» **DIRECTIONS FOR THIS TASK**
Beginning with the first line of the entries below, quote each line until you reach and include the line with "And afaict ubuntu".
+--
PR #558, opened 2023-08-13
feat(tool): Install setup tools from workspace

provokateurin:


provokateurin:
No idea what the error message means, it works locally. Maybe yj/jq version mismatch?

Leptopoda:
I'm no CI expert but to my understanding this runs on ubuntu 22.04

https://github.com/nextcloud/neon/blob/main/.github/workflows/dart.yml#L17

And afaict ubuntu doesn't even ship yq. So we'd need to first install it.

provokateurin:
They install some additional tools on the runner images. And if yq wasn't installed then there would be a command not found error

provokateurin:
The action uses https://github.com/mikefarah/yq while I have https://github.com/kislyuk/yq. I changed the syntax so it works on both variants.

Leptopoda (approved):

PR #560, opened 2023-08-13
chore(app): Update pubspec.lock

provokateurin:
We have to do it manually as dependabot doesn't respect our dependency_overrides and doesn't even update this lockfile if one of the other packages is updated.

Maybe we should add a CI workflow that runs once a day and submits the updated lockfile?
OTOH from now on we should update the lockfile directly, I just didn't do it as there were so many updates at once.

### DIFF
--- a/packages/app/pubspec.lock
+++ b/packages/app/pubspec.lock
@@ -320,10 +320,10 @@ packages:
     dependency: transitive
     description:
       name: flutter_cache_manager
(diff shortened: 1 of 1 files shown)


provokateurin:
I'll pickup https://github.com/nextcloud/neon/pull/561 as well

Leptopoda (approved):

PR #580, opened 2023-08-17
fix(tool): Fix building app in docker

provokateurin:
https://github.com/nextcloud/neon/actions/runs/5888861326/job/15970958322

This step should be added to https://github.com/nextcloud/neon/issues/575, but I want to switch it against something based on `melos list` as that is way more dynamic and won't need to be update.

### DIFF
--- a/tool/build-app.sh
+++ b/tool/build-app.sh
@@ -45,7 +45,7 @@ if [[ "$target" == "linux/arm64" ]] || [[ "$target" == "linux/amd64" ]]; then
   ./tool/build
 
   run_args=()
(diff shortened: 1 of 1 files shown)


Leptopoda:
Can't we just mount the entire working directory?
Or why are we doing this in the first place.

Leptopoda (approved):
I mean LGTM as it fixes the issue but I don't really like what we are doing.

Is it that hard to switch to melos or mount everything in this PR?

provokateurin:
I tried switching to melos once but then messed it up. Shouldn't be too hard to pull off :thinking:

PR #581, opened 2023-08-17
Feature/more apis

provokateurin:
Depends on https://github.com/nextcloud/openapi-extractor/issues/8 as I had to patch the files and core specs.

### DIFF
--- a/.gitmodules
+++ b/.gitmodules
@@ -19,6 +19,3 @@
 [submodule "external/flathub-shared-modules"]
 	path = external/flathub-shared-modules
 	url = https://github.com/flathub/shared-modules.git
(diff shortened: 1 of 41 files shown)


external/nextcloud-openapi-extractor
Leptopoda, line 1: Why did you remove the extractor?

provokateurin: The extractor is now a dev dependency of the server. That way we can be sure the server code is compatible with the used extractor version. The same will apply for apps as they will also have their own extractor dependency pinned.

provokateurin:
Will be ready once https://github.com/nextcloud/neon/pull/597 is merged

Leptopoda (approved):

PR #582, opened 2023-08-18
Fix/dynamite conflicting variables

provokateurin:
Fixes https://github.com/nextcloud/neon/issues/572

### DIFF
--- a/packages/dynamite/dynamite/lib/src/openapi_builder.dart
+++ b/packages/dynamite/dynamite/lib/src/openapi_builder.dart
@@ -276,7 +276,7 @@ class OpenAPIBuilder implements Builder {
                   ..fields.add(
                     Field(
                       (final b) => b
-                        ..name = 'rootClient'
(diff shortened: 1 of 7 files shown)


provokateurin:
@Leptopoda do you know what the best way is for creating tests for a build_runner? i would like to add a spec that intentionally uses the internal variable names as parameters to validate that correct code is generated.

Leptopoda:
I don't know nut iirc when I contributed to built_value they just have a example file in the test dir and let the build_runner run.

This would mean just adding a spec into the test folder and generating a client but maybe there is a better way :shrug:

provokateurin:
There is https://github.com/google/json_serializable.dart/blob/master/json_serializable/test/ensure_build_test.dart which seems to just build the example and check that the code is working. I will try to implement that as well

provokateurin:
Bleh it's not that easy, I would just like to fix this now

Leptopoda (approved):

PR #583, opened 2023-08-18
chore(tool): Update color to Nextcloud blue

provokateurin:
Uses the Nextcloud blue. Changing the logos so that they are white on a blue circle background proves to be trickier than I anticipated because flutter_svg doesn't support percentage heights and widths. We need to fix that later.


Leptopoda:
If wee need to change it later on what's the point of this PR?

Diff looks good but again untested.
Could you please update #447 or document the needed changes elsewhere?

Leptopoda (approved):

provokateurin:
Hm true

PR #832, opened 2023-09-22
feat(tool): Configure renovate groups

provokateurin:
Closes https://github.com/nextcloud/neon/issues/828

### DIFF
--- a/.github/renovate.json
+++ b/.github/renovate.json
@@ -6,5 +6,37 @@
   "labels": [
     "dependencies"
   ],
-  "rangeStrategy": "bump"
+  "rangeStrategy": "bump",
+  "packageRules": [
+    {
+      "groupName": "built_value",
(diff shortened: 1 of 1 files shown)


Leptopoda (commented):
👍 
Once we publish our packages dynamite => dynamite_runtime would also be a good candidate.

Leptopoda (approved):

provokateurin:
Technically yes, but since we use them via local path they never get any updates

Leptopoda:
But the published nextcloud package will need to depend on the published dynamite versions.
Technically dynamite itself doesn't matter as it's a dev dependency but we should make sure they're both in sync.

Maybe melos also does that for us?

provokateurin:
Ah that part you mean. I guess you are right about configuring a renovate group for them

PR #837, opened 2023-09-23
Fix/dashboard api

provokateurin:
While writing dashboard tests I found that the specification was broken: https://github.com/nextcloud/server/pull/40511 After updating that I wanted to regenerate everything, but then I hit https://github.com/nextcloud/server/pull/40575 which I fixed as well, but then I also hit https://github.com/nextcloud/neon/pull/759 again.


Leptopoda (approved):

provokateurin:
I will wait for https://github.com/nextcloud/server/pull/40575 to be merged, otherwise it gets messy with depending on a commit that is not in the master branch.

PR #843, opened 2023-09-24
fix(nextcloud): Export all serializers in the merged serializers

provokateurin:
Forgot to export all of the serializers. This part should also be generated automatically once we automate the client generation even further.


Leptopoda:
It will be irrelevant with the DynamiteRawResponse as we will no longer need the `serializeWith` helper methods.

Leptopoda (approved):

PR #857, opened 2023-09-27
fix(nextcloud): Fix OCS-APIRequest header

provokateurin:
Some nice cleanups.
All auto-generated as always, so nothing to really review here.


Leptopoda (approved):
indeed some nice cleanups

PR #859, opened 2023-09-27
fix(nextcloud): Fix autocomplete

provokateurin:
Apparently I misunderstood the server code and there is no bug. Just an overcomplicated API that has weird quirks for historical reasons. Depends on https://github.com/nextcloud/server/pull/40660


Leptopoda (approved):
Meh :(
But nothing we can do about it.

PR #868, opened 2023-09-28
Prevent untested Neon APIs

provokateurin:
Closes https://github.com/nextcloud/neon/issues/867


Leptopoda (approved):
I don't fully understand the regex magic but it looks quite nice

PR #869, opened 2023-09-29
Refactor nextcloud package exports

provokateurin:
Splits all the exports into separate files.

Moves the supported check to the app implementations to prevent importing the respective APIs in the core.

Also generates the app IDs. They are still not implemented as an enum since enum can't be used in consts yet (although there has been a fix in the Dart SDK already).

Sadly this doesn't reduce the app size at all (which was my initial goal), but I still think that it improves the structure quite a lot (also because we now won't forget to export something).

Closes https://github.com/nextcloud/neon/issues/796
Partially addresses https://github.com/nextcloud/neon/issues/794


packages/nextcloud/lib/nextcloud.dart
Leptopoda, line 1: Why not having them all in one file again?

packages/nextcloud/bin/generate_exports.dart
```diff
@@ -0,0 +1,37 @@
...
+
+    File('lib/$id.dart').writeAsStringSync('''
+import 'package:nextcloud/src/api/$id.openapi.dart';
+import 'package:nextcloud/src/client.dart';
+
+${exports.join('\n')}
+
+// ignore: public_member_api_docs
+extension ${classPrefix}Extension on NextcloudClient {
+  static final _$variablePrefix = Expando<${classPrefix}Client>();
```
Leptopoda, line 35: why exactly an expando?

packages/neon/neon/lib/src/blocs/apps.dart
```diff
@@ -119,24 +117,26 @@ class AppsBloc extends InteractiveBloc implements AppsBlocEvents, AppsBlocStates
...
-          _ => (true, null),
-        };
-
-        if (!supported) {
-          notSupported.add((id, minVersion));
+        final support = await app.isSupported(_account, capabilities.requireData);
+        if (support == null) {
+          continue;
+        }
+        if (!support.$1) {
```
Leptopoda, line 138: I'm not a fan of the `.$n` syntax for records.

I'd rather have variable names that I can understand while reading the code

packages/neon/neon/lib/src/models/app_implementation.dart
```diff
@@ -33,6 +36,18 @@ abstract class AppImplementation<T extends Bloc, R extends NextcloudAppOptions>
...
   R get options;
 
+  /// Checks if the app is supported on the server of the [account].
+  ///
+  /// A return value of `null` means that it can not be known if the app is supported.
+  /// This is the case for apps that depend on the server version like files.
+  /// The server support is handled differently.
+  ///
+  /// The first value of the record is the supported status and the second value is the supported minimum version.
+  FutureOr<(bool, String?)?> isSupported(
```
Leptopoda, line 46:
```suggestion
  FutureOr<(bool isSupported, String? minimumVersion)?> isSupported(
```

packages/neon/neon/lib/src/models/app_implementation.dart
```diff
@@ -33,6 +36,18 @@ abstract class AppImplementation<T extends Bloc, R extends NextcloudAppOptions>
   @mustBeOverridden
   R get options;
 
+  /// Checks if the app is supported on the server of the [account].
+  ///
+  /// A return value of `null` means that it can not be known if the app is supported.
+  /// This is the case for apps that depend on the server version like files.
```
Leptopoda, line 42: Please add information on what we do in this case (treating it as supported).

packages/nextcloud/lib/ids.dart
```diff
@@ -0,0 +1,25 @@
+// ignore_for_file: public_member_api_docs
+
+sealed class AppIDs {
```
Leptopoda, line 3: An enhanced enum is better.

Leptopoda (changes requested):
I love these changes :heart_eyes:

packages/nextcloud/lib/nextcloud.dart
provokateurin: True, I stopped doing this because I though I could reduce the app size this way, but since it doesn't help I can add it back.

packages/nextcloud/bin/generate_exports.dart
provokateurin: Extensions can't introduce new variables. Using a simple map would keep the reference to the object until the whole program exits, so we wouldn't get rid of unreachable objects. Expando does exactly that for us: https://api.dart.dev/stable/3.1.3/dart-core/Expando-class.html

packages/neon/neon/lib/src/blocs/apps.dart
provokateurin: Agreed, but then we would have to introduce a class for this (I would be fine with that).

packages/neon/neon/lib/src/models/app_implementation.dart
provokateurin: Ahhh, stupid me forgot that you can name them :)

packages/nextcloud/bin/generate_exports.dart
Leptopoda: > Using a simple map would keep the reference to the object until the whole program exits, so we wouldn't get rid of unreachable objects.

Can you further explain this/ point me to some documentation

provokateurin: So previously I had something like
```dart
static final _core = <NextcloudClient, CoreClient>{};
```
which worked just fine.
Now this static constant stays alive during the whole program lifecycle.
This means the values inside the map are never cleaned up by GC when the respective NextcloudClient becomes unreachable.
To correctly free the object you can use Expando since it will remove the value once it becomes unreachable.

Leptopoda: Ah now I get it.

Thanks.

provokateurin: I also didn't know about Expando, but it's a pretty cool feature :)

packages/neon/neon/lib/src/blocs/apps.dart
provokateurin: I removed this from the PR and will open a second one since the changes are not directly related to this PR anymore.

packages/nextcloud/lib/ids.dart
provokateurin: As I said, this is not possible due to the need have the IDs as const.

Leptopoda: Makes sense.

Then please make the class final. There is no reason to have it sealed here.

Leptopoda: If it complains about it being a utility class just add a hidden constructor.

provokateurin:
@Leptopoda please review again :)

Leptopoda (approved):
+--
» **YOUR SOLUTION**
PR #558, opened 2023-08-13
feat(tool): Install setup tools from workspace

provokateurin:


provokateurin:
No idea what the error message means, it works locally. Maybe yj/jq version mismatch?

Leptopoda:
I'm no CI expert but to my understanding this runs on ubuntu 22.04

https://github.com/nextcloud/neon/blob/main/.github/workflows/dart.yml#L17

And afaict ubuntu doesn't even ship yq. So we'd need to first install it.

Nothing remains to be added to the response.